America

USA 2016, se John Wayne vota Donald Trump

31 Dicembre 2015

Pochi minuti fa, Donald Trump ha pubblicato un post su Facebook in cui presenta una lettera ricevuta dalla figlia di John Wayne, Aissa. Nella lettera, quest’ultima sottolinea come  il miliardario abbia recentemente visitato il luogo di nascita di suo padre in Iowa, sostenendo che l’attore sarebbe stato sicuramente orgoglioso del suo intento di voler far tornare l’America ad essere grande. Ringrazia poi il magnate di aver dato voce al popolo americano, dichiarandosi una sua sostenitrice e concludendo che anche suo padre lo sarebbe indubbiamente stato.

Al di là del chiaro obiettivo di accattivarsi le simpatie degli elettori dell’Iowa (Stato in cui attualmente i sondaggi iniziano a darlo in difficoltà, a causa della concorrenza del senatore Ted Cruz), Trump non è  nuovo a certi riferimenti. Soprattutto quando, qualche settimana fa, l’attore Robert Davi lo aveva paragonato al protagonista di “Un dollaro d’onore“: cosa che il miliardario aveva mostrato di apprezzare, enfatizzandola sui social network. Del resto, parte essenziale della strategia comunicativa del creso newyokese è proprio quella di associarsi a determinati miti del pantheon repubblicano: dallo stesso Wayne a Clint Eastwood, arrivando infine a Ronald Reagan. Miti che possano conferirgli un’aura dai tratti sacrali, in particolare davanti al proprio target elettorale: il maschio bianco, protestante e anglosassone, che considera la rinascita americana non secondo le categorie della politica di potenza ma bensì come celodurismo individualista redivivo.

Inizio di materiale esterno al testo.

Issue #1261, opened 2013-10-21
Multiple blocks append in child layout block append and includes results in multiple bugs: blocks duplicated, with different orders


triccardi-systran:
The following examples are compiled using jade v0.35.0 and today's master (bd6233b61a408fd19c547442cac68e155da3dddc).

layout.jade
```jade
block scripts

block content
```

page2.jade
```jade
append scripts
  script console.log("page2");

append content
  p page2
```

page1-v1.jade
```jade
extends layout
append scripts
  script console.log("page1");

append content
  p page 1
```
page1-v1.html
```html
<script>console.log("page1");</script>
<p>page 1</p>
```
Up to here everything is OK.

page1-v2.jade
```jade
extends layout
append scripts
  script console.log("page1");

append content
  p page 1
  append scripts
    script console.log("page1 in content");
```
page1-v2.html
```html
<script>console.log("page1");</script>
<script>console.log("page1 in content");</script>
<p>page 1</p>
<script>console.log("page1 in content");</script>
<script>console.log("page1");</script>
```
__Issue 1__: block append in another block append duplicates the content of the inner block append, in different order furthermore.

page1-v3.jade
```jade
extends layout
append scripts
  script console.log("page1");

append content
  p page 1

include page 2
```
page1-v3.html
```html
<script>console.log("page2");</script>
<script>console.log("page1");</script>
<p>page 2</p>
<p>page 1</p>
```
__Issue 2__: append order is not the expected one: page 2 should be after page 1 in both script & content blocks.
With manual copy past of page2.jade instead of include page2.jade it works:
page1-v3bis.jade
```jade
extends layout
append scripts
  script console.log("page1");

append content
  p page 1

append scripts
  script console.log("page2");

append content
  p page 2
```
page1-v3bis.html
```html
<script>console.log("page1");</script>
<script>console.log("page2");</script>
<p>page 1</p>
<p>page 2</p>
```

page1-v4.jade (include inside append content)
```jade
extends layout
append scripts
  script console.log("page1");

append content
  p page 1
  include page2
```
page1-v4.html
```html
<script>console.log("page2");</script>
<script>console.log("page1");</script>
<p>page 1</p>
<script>console.log("page2");</script>
<script>console.log("page1");</script>
<p>page 2</p>
```
__Issue 3__: block scripts is duplicated like in __issue 1__, but the order is the same in the two copies...

This seems duplicated each time we append, directly or from an include:
page1-v4bis.jade (page 2 included two times + direct append)
[...]

Issue #997, opened 2013-04-28
include and block


cooolbasha:
I have a layout.jade

layout.jade

``` jade
block scripts

block content
```

i have page1.jade

``` jade
extends layout
append scripts
  :coffeescript
    console.log "page1"

append content
  p page 1
  include page2
  append scripts
    :coffeescript
        console.log "this work fine appended to the top of the page /script..but it is repeated with the previous script"
```

and page2.jade is

``` jade
append scripts
  :coffeescript 
     console.log "page 2"
append content
     p page2
```

the included page comes with the script at the end of page1  not at the top of the page1 along with other scripts..The script after the include page is added to to the top of page(and it is added once more again??). should not the page2 be included and then the extension be applied so that we can same behavior as .other append right after the include.

PR #1264, opened 2013-10-22
Add unit tests to describe bugs from #1261 and #997.

thomas-riccardi:
_include_.jade: the order of _block appends_ is not the expected one (file order)

other .jade: _block append_ should not return its value to its parent like _block_ does: it should only modify the block it's referring to.


thomas-riccardi:
Stopped working on this.

PR #1323, opened 2013-12-10
Support inline tags

### LINKED ISSUE #936: Feature Request: Nesting Syntax
So instead of having to do:

``` jade
   div
      | some text
      code some code
      | and some text
```

maybe we could do:

``` jade
   div some text [ code some code ] and some text
```

so it would treat everything inside the `[` `]` as it's own line then continue with the text node

not sure if this is a silly idea, thought id throw it out there

ForbesLindesay:
[closes #936]

This is the biggest roadblock in the way of a 1.0.0 release.  I'm not entirely happy with the implementation, but I think it's 90% of the way there, would love to get input from people.

### DIFF
--- a/lib/parser.js
+++ b/lib/parser.js
@@ -5,6 +5,7 @@ var nodes = require('./nodes');
 var utils = require('./utils');
 var filters = require('./filters');
 var path = require('path');
+var parseJSExpression = require('character-parser').parseMax;
 var extname = path.extname;
 
 /**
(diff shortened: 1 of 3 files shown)


caneta:
This is really nice and works well, but I cannot find it in the [documentation](https://pugjs.org/language/plain-text.html#inline-in-a-tag)...

TimothyGu:
@caneta, it is filed under [interpolation](https://pugjs.org/language/interpolation.html#tag-interpolation)

caneta:
I see...thanks @TimothyGu

PR #1392, opened 2014-01-21
Add a `lexer` option for the Parser

mquandalle:
Hello,

I'm currently building a jade package for the meteor framework. I need to do some modifications of the `Lexer` object and then ask the parser to use my custom object. Is that already possible? If no is that something that could be added?

Thank you


ForbesLindesay:
Support for overriding all stages of the pipeline will be added as part of 2.0.0

PR #1397, opened 2014-01-26
Adds a new `context` keyword.

timmfin:
It is similar to `include`, but instead of including the passed file's contents into the buffered output, the file's content is inserted directly into the compiled template code. This allows you to insert arbitrary javascript into the context of the template, such as JSON data, a bunch of helper javascript functions, etc.

This is particularly useful for things like static site generators that do not have some server middleware to pass in `locals` to the jade template.

### DIFF
--- a/lib/compiler.js
+++ b/lib/compiler.js
@@ -607,6 +607,17 @@ Compiler.prototype = {
   },
 
   /**
+   * Visit `context`
+   *
+   * @param {Context} context
+   * @api public
+   */
+
+  visitContext: function(context){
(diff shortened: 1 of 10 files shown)


ForbesLindesay:
Closing this in favour of the `import` proposal.  Thanks for all the hard work on this.  I promise I will land this feature in 2.0.0.

timmfin:
Looking forward to it, thanks!

NSExceptional:
@ForbesLindesay Did this ever get implemented? I don't see any documentation on it.

PR #1405, opened 2014-02-05
enhance stdin

yorkie:


TimothyGu:
To be honest, the correct way to do terminate input is through the "^D" escape code, which means "EOF". Allowing for "^C" is a hack.

vendethiel:
(this needs to be ^Z on windows)

TimothyGu:
@vendethiel true but still.

vendethiel:
I'm just saying — "if ^D goes through, please support ^Z"

yorkie:
hmm, i didn't call `^D` or `^C` directly, actually we are doing a software based nodejs, and the `^` stuffs is controlled by nodejs :-(

moreover, this case in my opinion doesn't mean the real EOF of the progress, user just says he wouldn't input anything, so the control is on jade/nodejs. and when inputing `^D`, it ends the whole progress/process, rather than input session.

TimothyGu:
@yorkie said:

> i didn't call `^D` or `^C` directly, and the `^` stuffs are controlled by nodejs :-(

It doesn't matter. `spawnedProc.stdin.emit('end')` Fast 'n' easy. Compared to `SIGINT` which you'll need to do `spawnedProc.kill('SIGINT')` with an unavoidingly ominous name.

Miti tuttavia che il magnate reinterpreta secondo i propri crismi, arrivando talvolta a distorcerli e facendoli passare per quello che non sono. Si pensi a Reagan, da cui Trump si discosta tanto in politica economica (sposando una prospettiva protezionistica ben lontana dai capisaldi della Supply Side Economics) quanto in politica estera: il miliardario difatti è tendenzialmente un isolazionista (basti guardare al conflitto siriano). Elemento, questo, che lo distanzia notevolmente non soltanto dall’interventismo reaganiano ma anche dallo stesso John Wayne. Quel John Wayne che – pur avendo appoggiato Nixon durante la campagna elettorale del 1960 – elaborò un’idea di patriottismo che lo portò a sostenere convintamente la guerra del Vietnam: in difesa della quale produsse il celebre (e contestatissimo) “Berretti verdi“, da molti critici tacciato di essere non a caso un film propagandistico e guerrafondaio.

E infine: siamo veramente sicuri che un endorsement (ancorché postumo) da parte di El Grinta sia così desiderabile? La Storia dimostra il contrario. Durante la campagna elettorale del 1964, l’allora candidato repubblicano, Barry Goldwater, fece ampio ricorso a John Wayne per la propria strategia comunicativa. L’attore si spese in prima linea e a più riprese, sfruttando non soltanto la propria notorietà ma anche i valori gagliardamente conservatori da lui costantemente incarnati (dall’americanismo al patriottismo). Risultato: nel ’64 il GOP andò incontro a uno dei peggiori disastri elettorali della sua storia, perdendo in quasi tutti gli Stati. Questo per dire, che cercare di basare il consenso elettorale sui personaggi dello spettacolo si rivela spesso uno sforzo effimero. D’altronde, anche Mitt Romney ricevette a Tampa nel 2012 l’endorsement dell’ispettore Callaghan: e si è visto poi come è andata a finire.